As someone who has spent years building in the data infrastructure space, I've been watching these narratives collide — and honestly, the lack of nuance in either direction is doing real damage to how companies are being evaluated, funded, and built.
Here's my honest take.
Confidence in the SaaS model has shattered
Let's start with the numbers. As Jamin Ball recently noted in Clouded Judgement, the median next-twelve-months revenue multiple for cloud software has dropped to 4.1x — the lowest in a decade. The median free cash flow multiple sits at 18.9x, roughly 30% below the previous 10-year low. These aren't normal fluctuations. This is a structural repricing.
The reason goes deeper than a bad earnings season. SaaS businesses have long been valued as predictable cash flow machines — spend aggressively early, flip to profitability, then compound. The math behind those valuations rests on two foundational assumptions: that retention rates remain high and stable, and that the business has meaningful terminal value. AI is now calling both assumptions into question simultaneously.

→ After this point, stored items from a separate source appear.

PR #609, opened 2026-08-31
refactor(core): simplify device event broadcaster

DennisDyallo:
## Summary

- Simplifies the internal device-event broadcaster while preserving synchronous ordered delivery, exception propagation, completion, and subscription identity semantics.
- Keeps integration coverage for the observable `DeviceChanges` surface.
- Adds an operator-driven repeated hot-plug test that verifies removal and arrival event liveness after a fresh checkpoint for each requested action.

## Event evidence

The hot-plug test intentionally does not correlate `DeviceId` values. It requires interactive standard input, asks the operator to acknowledge readiness before each checkpoint, then waits for a removal or arrival emitted after the corresponding prompt. No fixed quiet period or identity-settling claim is used.

The exact operator-driven test was not rerun during this remediation because no coordinated hardware ceremony was requested. It remains categorized as `RequiresUserPresence` and `Slow`.

## Verification

- Device-event focused tests: 33 passed
- Fast runtime resilience: 74 passed
- Fresh GitHub build, coverage, and dependency-submission checks: passed
- Separate cross-vendor review of the final current-parent diff: passed with no blocking findings

## Stack

- Base: #592
- Descendant: #624

Abbreviations: SDK means software development kit.

PR #624, opened 2026-09-01
test(core): consolidate test doubles and wait helpers onto shared infrastructure

DennisDyallo:
Stacked on #609. This test-only pull request consolidates repeated Core unit-test doubles and polling helpers without changing production behavior.

## Changes

- Renames the shared inert `StubYubiKey` to `FakeYubiKey` and replaces equivalent nested test doubles while preserving each call site's device identifier and advertised connections.
- Keeps connection-serving doubles local where tests require real connection dispatch or request recording.
- Adds `AsyncWait.WaitUntilAsync` for waits where timeout is a failed precondition and `AsyncWait.TryWaitUntilAsync` where timeout is itself an asserted outcome.
- Preserves existing deadlines and cancellation behavior. The shared polling interval is 20 ms; this increases two prior 10 ms polling loops without changing their multi-second deadlines or monotonic predicates.
- Leaves stateful stabilization and admission-barrier helpers unconsolidated because their predicates are not side-effect-free polling conditions.

The rebase onto corrected #609 does not modify its operator-driven integration test or reintroduce identity-pairing or settling-delay claims.

## Verification

- Complete Core unit suite: 996 total, 993 passed, 3 hardware/platform skips
- Fresh GitHub build, coverage, and dependency-submission checks: passed
- Separate cross-vendor review of the final current-parent diff: passed with no findings

Abbreviations: SDK means software development kit.

### DIFF
--- a/src/Core/tests/Yubico.YubiKit.Core.UnitTests/Devices/CompositeDeviceMergerTests.cs
+++ b/src/Core/tests/Yubico.YubiKit.Core.UnitTests/Devices/CompositeDeviceMergerTests.cs
@@ -12,8 +12,8 @@
 // See the License for the specific language governing permissions and
 // limitations under the License.
 
-using Yubico.YubiKit.Core.Abstractions;
 using Yubico.YubiKit.Core.Devices;
+using Yubico.YubiKit.Core.UnitTests.Infrastructure;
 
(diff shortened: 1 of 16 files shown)


DennisDyallo:
OK

PR #625, opened 2026-09-01
docs(core): give each device-event contract a single canonical home

DennisDyallo:
Second of the deferred follow-ups recorded on #592. Documentation only — zero behaviour change.

## What

The device-event delivery contracts were written out three times: the XML remarks on the two types,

If customers leave legacy SaaS vendors for AI-native alternatives, retention craters and the cash flow model breaks. If entire software categories get commoditized, the terminal value for some of these companies may genuinely be zero. Even if you disagree with the most bearish case, the probability of those outcomes is higher today than it was a year ago — and that alone justifies lower multiples.
The disruption is real, but it's not uniform
The core anxiety driving the selloff is straightforward: AI can now do things that used to require purpose-built software. Legal review tools, customer service platforms, content management systems, basic analytics — the list of categories where AI is a credible alternative grows every week. That's not hype. That's happening.

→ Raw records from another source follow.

PR #626, opened 2026-09-01
test(core): retry integration scans that hit transient worker saturation

DennisDyallo:
Stacked directly on #624 after #625 closed empty. This pull request adds a finite integration-test retry for the exact PC/SC worker-admission rejection.

## Behavior

- Retries only an exact `InvalidOperationException` whose full message equals `FindPcscDevices.WorkerSaturationMessage` using ordinal comparison.
- Rejects derived exceptions and near-miss messages immediately so unrelated failures are not masked.
- Makes five total attempts with 200, 400, 800, and 1600 ms delays, then throws with the final saturation exception as `InnerException`.
- Describes this as a finite integration-test policy, not as equivalent to monitor recovery, and reports persistent saturation without diagnosing an unproved wedged worker.

## Test infrastructure

- Places the helper in `Tests.Shared` so every hardware integration suite can use the same policy.
- Wraps the shared lazy device initialization path. Exhausted retries fail the run rather than becoming an empty device list that silently skips every `[WithYubiKey]` test.
- Links the xUnit-free helper source into Core unit tests rather than referencing the xUnit v2-based Tests.Shared assembly from the xUnit v3 test project.
- Wraps only integration scans that can reach PC/SC worker admission; HID-only enumeration remains unwrapped.

## Verification

- `TransientScanRetryTests`: 10 passed
- Complete Core unit suite: 1006 total, 1003 passed, 3 hardware/platform skips
- Full solution build: passed
- Separate cross-vendor review of the final current-parent diff: passed with no blocking findings

The exact hardware integration lane was not rerun during this remediation.

Abbreviations: CI means continuous integration; HID means Human Interface Device; PC/SC means Personal Computer/Smart Card; PR means pull request.


DennisDyallo:
OK

PR #628, opened 2026-09-02
refactor(core): flat published-device model — raw connection slots (Stage C)

DennisDyallo:
## Summary

Completes the flat published-device model refactor: discovery's pre-merge candidates are no longer `IYubiKey` implementations, leaving exactly one lease implementation and one published device shape (`YubiKeyDevice`).

Includes the Stage A/B commit (`fa54aeea`, one routing rule + one published device shape) plus Stage C and its review follow-up.

### Stage C (`08ab6841`)
- Delete `PcscYubiKey`, `HidYubiKey`, `IYubiKeyFactory`, `YubiKeyFactory`
- Narrow `IYubiKeyConnectionSlot` (drops the `IYubiKey` base) — kills the second, production-dead single-interface lease implementation
- Raw connection slots over live enumerated PC/SC and HID handles; interface-id strings byte-identical and pinned by unit tests against real instances
- Hotplug hardening found during cross-vendor audit: unconditional identity+metadata cache eviction on transport activity, generation-checked cache writes (a read started pre-hotplug cannot repopulate a cleared cache), and an atomic `TransportEpoch` so superseded single-flight identity reads fail fast instead of queuing behind hung workers

### Follow-up (`e6291254`)
- Split the slot union into `PcscConnectionSlot` / `HidConnectionSlot` (no nullable transport pair, no runtime transport branch)
- Restore the device-lifetime pin as `YubiKeyDevice_OwnsNoDisposableState`
- `device-identity.md`: caveat that `IYubiKey` dictionary/set keying is reference equality, valid only within one manager's live snapshot (identity-based equality is a Stage D decision)

## Verification
- Core unit: 986 passed; full unit suite: all 12 projects green; resilience `--fast`: 74 passed
- Hardware (5 allow-listed keys): `CompositeDiscoveryIntegrationTests` 6/6, `PivSessionContentionTests` 5/5 (non-user-presence)
- Plan cross-vendor audited (2 rounds), implementation through a 3-round engineer/reviewer loop (final verdict: approve)

## Out of scope (Stage D, separate approval)
Identity policy: interface-set equality vs serial-first correlation, one-slot `DeviceId`, public `DeviceInfo` exposure — preconditioned on metadata-read hardware latency measurement and a failure-backoff decision.

## Post-integration verification (2026-09-04)

[...]

PR #629, opened 2026-09-03
feat(core): define device identity and retention contracts

DennisDyallo:
Stacked on #628. This pull request defines public device identity and repository-retention behavior for the flat published-device model.

## What ships

**Object retention.** Within one manager, an attached key with unchanged interface and connection sets and no contradictory known serial is represented by one retained `IYubiKey` object across scans. Republication as a new object occurs on interface-set change, connection-set change, an observed removal and reinsertion, or fresh known serial evidence proving same-slot substitution.

**Public serial number.** `IYubiKey.SerialNumber` exposes the discovery-read hardware serial without opening a session or depending on the Management package. It remains `null` until discovery establishes a serial, may remain `null` permanently, never regresses to `null`, and is retained on the object delivered by a removal event. A republished object inherits no identity from its predecessor.

**Tri-state physical correlation.** `IYubiKey.SameDeviceAs` evaluates reference identity first: the same reference is `Same`, including when its serial is unknown. Distinct references with equal known serials are `Same`, unequal known serials are `Different`, and an unknown serial on either distinct reference produces `Unknown`. This is not collection equality, so no equality comparer ships.

**Bounded retry behavior.** Failed identity and metadata reads are retried on later scans because failures are not cached. Within one scan, an ambiguous interface identity read makes at most three attempts, each with a two-second caller-wait budget; a timeout is not retried, while other failures use 150 ms and 300 ms retry delays. Best-effort metadata instead makes one no-retry pass over the device's transports with a single three-second caller-wait budget shared across that pass. A device that used the identity-read path does not also incur the metadata-read budget in that scan.

**Referential equality and identifiers.** `Equals` and `GetHashCode` remain referential. Single-interface devices retain transport-shaped `pcsc:*` or `hid:*` identifiers. Repository retention requires complete interface and connection set equality, guarded by contradictory known serial evidence.

## Known bound

Same-slot substitution requires fresh evidence. Transport activity globally invalidates discovery identity and metadata caches before the triggered rescan. If no listener activity is delivered and no scan observes the slot empty, cached evidence can make the substitution unknowable; a caller orchestrating the swap must scan while the slot is empty or restart the manager.

## Verification

- `DeviceIdentityContractTests`: 15 passed
- `YubiKeyDeviceRepositoryCompositeTests`: 19 passed
- `FindYubiKeysFaultInjectionTests`: 16 passed
- `DiscoveryIdentityReaderTests`: 1 passed
- `dotnet toolchain.cs -- resilience --fast`: 75 passed
- `dotnet toolchain.cs docs-qa`: 59 active documentation files validated
- `dotnet toolchain.cs docs-architecture`: passed
- `dotnet toolchain.cs -- pack --include-docs`: full build and ten packages passed with zero warnings and errors
- Separate cross-vendor DevTeam review: passed with no findings after one correction round

The operator-assisted hot-plug test was not rerun during this documentation remediation. Its prior hardware result remains recorded in `docs/architecture/device-identity.md`.

Abbreviations: SDK means software development kit; USB means universal serial bus.

## Post-integration verification (2026-09-04)

Cascading rebase onto integrated #628 preserved all eight original identity commits and adds reviewed integration follow-ups for the current event/test contracts, authorized hardware fixtures, and finder-owned discovery evidence scopes. The latter atomically couples each finder's identity cache, metadata cache, and single-flight read scope, preventing stale reads from crossing transport invalidation or manager replacement.

- Final head: `75a2a800c2454bfbaa5d65b38a926f2e93588324`
- Core unit tests: 1,168 passed, 3 expected skips
- Full unit suite: all 12 projects passed
- Discovery single-flight tests: 13 passed
- Finder fault-injection tests: 16 passed
- Fast resilience: 75 passed
- Full solution build and ten-package build: passed
- Documentation quality and architecture gates: passed
- Fresh GitHub checks: passed
- Final cross-vendor review: passed with no findings

Hardware integration and the operator-assisted hot-plug test were intentionally not rerun because other agents are concurrently using the YubiKeys. Existing hardware evidence remains recorded in the identity documentation.


DennisDyallo:
Update: all stage D' preconditions are now closed with a human-operated hardware session (2026-09-03, macOS, keys 103/31683481/125, OMNIKEY 5022 NFC reader).

**Hot-plug protocol (precondition 3)** — the full remove/reinsert ceremony passed, both via a live console probe and via the committed `HotPlugIdentityContractTests` harness:
- clean `Added` → `Removed` → `Added` timeline, no phantom events (the device-identity question-8 anomaly did not reproduce)
- the `Removed` event delivered the exact retained object with its last-known serial
- reinsertion published a new object; serial re-read from hardware after full cache eviction within the same scan
- `SameDeviceAs` correlated pre/post objects as `Same` in both directions

**Latency measurements + retry policy (preconditions 1–2, R4)** — decided: retry-every-scan stands, no backoff ledger.
- cold 3-key scan (2 USB composites + 1 NFC key, all serials): 260–580 ms; warm scans 1–3 ms; post-hotplug eviction re-read ~250 ms, serial present at publication
- the feared lone-NFC hot loop has no exposure on current firmware: non-YubiKey cards (tested with a credit card) are rejected by the ATR allow-list before any budgeted read; a YubiKey with all NFC apps disabled takes its transport silent entirely; Management cannot be disabled while NFC is up, so a published-but-unreadable NFC key is not manufacturable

But the leap from "AI can replace some software categories" to "sell everything with a SaaS business model" is exactly the kind of overcorrection markets are prone to. "Software" is not a single thing. Treating all software companies as equally exposed to AI disruption is like saying every business that uses electricity is equally vulnerable to a grid failure. The exposure varies enormously depending on where you sit in the stack.
Three very different realities under one label
Software that AI can replace. These are application-layer products whose core value proposition is a workflow that AI can now perform directly. Document review, templated content generation, basic data entry automation, simple customer routing. If your product is essentially a codified process wrapped in a UI, and that process can now be handled by a foundation model with a good prompt, the threat is real and immediate. This isn't a valuation problem — it's an existential one.
Software that needs to evolve. This is the largest and most interesting group. Most horizontal SaaS platforms aren't going to disappear overnight, but they face intensifying pricing pressure and feature commoditization. As Ball points out, the deeper issue isn't that someone will "vibe code" a replacement for Salesforce — it's that the marginal cost of creating software has collapsed, which will flood every category with competition and commoditize markets faster than incumbents can respond.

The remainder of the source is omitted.